At this hearing, counsel for Appellant expressed his belief that the Commonwealth, at the beginning of the summer, had a list of the police officers' vacation schedules.*fn4 Accordingly, Appellant's counsel requested evidence from the Commonwealth concerning why the Appellant's trial had been listed for a date when the arresting officer was on vacation.
[ 290 Pa. Super. Page 516]
The aforesaid request for the Commonwealth to produce evidence was ignored by both the Commonwealth and the trial judge. Under Mayfield, Antonuccio, and Ehredt, the Commonwealth in the instant case has failed to meet the burden of proving either its exercise of due diligence or that the case could not have been scheduled for an earlier date. Because the Commonwealth failed to meet its burden of proof, the trial court erred in granting the Rule 1100(c) extension. Commonwealth v. Levitt, 287 Pa. Super. 115, 429 A.2d 1126 (1981); Commonwealth v. Thompson, 285 Pa. Super. 155, 426 A.2d 1188 (1981); Commonwealth v. McNeill, 274 Pa. Super. 257, 418 A.2d 394 (1980).
For the foregoing reasons, the judgment of sentence is reversed, and Appellant is ordered discharged.
[ 290 Pa. Super. Page 517]
BROSKY, Judge, concurring:
I agree with the majority and concur in the result reached by the majority, but believe that we should respond to the Commonwealth's contention that the record amply supports the Rule 1100 motions court judge's decision to grant the Commonwealth's June 21, 1979 petition for an extension. Rule 1100(c).
In Commonwealth v. Postell, 280 Pa.
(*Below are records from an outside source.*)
Issue #138, opened 2019-11-15
Option for starting vector in partial SVD


lan496:
#### Is your feature request related to a problem? Please describe.
I find `tensorly.partial_SVD` does not return the same result for the very same matrix.
For example, the below snippet gives AsserionError.
I think the reproducibility for this function enhance is desired.
```
import numpy as np
import scipy

from tensorly import partial_svd


def is_equal_partial_SVD(matrix):
    U1, S1, V1 = partial_svd(matrix, n_eigenvecs=2)
    U2, S2, V2 = partial_svd(matrix, n_eigenvecs=2)
    assert(np.array_equal(U1, U2))
    assert(np.array_equal(S1, S2))
    assert(np.array_equal(V1, V2))


def is_equal_eigsh(matrix, v0):
    S1, V1 = scipy.sparse.linalg.eigsh(np.dot(matrix.T.conj(), matrix), k=2, which='LM', v0=v0)
    S2, V2 = scipy.sparse.linalg.eigsh(np.dot(matrix.T.conj(), matrix), k=2, which='LM', v0=v0)
    assert(np.array_equal(S1, S2))
    assert(np.array_equal(V1, V2))

matrix = np.random.rand(10, 10)
v0 = np.random.rand(10)
is_equal_eigsh(matrix, v0)  # -> passed
is_equal_partial_SVD(matrix)  # -> assertion failed
```

#### Describe the solution you'd like
It seems the current implementation in tensorly gives a random vector for a starting vector in `scipy.sparse.linalg.eigsh`, and it causes the current behavior.
The option for fixing the starting vector is preferable.

PR #139, opened 2019-11-15
Making partial_svd and tucker reproducible

lan496:
fix https://github.com/tensorly/tensorly/issues/138

- ~~I add the option of a starting vector for `scipy.sparse.linalg.eigsh` in `tensorly.partial_SVD`~~
- I also append a test checking if the same result for partial SVD is obtained.

I've checked my commit passes all the tests by `make test`.

### DIFF
--- a/tensorly/backend/core.py
+++ b/tensorly/backend/core.py
@@ -637,7 +637,7 @@ class Backend(object):
         
         return res*m
 
-    def partial_svd(self, matrix, n_eigenvecs=None):
+    def partial_svd(self, matrix, n_eigenvecs=None, v0=None):
         """Computes a fast partial SVD on `matrix`
 
         If `n_eigenvecs` is specified, sparse eigendecomposition is used on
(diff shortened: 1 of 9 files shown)


lan496:
Sorry, this fix is not compatible with backends other than numpy.
I'll handle it.

lan496:
I've handled multiple backends.
And I've changed the code of Tucker decomposition to be deterministic with random_state.

JeanKossaifi:
Hi @lan496,
Thanks for the issue and PR to fix it!

> Sorry, this fix does not seem to be compatible with backends other than numpy.
> I'll handle it.

I like the attitude! :D

The fix looks great. One thing: rather than inspecting the signature of the SVD fun and creating a partial version, we could just add a **kwargs in all and use `random_state` when relevant?

lan496:
Thank you for your suggestion, @JeanKossaifi .
I add kwargs for all the SVD functions: That's more flexible!

JeanKossaifi:
Thanks @lan496! 

Just a comment regarding the initialization of `v0`: in general initializing correctly these algorithms is not trivial:
* If `random_state is None`, I would initialize `v0` to `None`: it is better to let Arpack choose the init.
* I also do not think that rand is the most appropriate choice, see [discussion in scikit-learn](https://github.com/scikit-learn/scikit-learn/pull/5012) and [doc of Arpack](https://github.com/scipy/scipy/blob/master/scipy/sparse/linalg/eigen/arpack/ARPACK/SRC/dgetv0.f#L225). We should probably at least use a uniform distribution in [-1, 1].

Looks good otherwise!

lan496:
I'm done.
Honestly, I wasn't confident with how to initialize `v0`. So thank you for sharing the related discussion and docs.

JeanKossaifi:
Awesome, thanks @lan496, merging!

PR #146, opened 2019-12-15
[BUGFIX]: scipy.misc.imresize is removed from latest version of SciPy

yngvem:
The documentation did not build with latest version of SciPy since `scipy.misc.imresize` is removed as of SciPy v.1.3.0. However, `scipy.ndimage.zoom`, which can accomplish the same with slightly different syntax, is. 

This pull request only includes a fix to this problem, and contains one new line and one changed line.

### DIFF
--- a/examples/decomposition/plot_image_compression.py
+++ b/examples/decomposition/plot_image_compression.py
@@ -8,7 +8,8 @@ Example on how to use :func:`tensorly.decomposition.parafac`and :func:`tensorly.
 import matplotlib.pyplot as plt
 import tensorly as tl
 import numpy as np
-from scipy.misc import face, imresize
+from scipy.misc import face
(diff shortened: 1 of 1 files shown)


JeanKossaifi:
Great, thanks @yngvem !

Super. 550, 552, 421 A.2d 1069, 1070 (1980), we said:
Contrary to appellant's contention that the lower court erred in relying upon such court records, this court has impliedly permitted such use. Commonwealth v. Gibson, 248 Pa. Super. 348, 375 A.2d 132 (1977); Commonwealth v. Kollock, 246 Pa. Super. 16, 369 A.2d 787 (1977).
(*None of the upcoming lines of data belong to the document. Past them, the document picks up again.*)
PR #147, opened 2019-12-15
Sparse parafac

juliagusak:
Sparse PARAFAC approximates tensor with a sum of low-rank and sparse components. Given rank the low-rank component is represented in Kruskal format, the sparse component has a predefined number of non-zero elements.

### DIFF
--- a/examples/sparse_parafac.ipynb
+++ b/examples/sparse_parafac.ipynb
@@ -1,0 +1,118 @@
+{
+ "cells": [
+  {
+   "cell_type": "code",
+   "execution_count": 1,
+   "metadata": {},
+   "outputs": [],
+   "source": [
+    "import torch\n",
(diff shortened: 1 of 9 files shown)


JeanKossaifi:
Thanks @juliagusak ! 

There is a merge conflict  --in the meantime I added l2_regularization to CP, but should be easy to fix. Could you add a unit test for sparse_parafac (e.g. just adding a test case in test_parafac for the sparse case), in: https://github.com/tensorly/tensorly/blob/fdb24f477b443554143e7d0707bdfc8b0694177f/tensorly/decomposition/tests/test_candecomp_parafac.py#L15

JeanKossaifi:
Thanks @juliagusak, looks great, merging!

juliagusak:
Thanks @JeanKossaifi !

In the instant case, the Rule 1100 motions court judge decided that due diligence had been undertaken by the Commonwealth when he noted that the record indicated that both the trial judge and the detective were ill. The Commonwealth's second extension petition contended only that an extension was necessary because the Commonwealth's witness, the detective, was ill. Clearly, the Commonwealth did not prove that it had acted with due diligence. Their petition and the record states no more than a bald assertion that the detective was ill. This assertion is clearly insufficient. To hold otherwise would lessen the Commonwealth's burden to an insignificant level similar to that found in form petitions. Commonwealth v. Ehredt, 485 Pa. 191, 401 A.2d 358 (1979).
Thus, the analysis we presented in Commonwealth v. Postell, supra, is not applicable herein. I would not hold that the Commonwealth has proven due diligence, based upon facts contained in the record, which were noted by the trial court, except under the very limited circumstance where the delay was clearly and exclusively caused by the administration of the judicial system and the Commonwealth's petition claims that the extension is required because of those judicial delays.
[ 290 Pa. Super. Page 518]
I agree with the members of majority where they opine that the trial court improperly granted the Commonwealth's June 21, 1979 petition for an extension. Therefore, Delpiano was brought to trial in violation of Rule 1100 and accordingly must be discharged.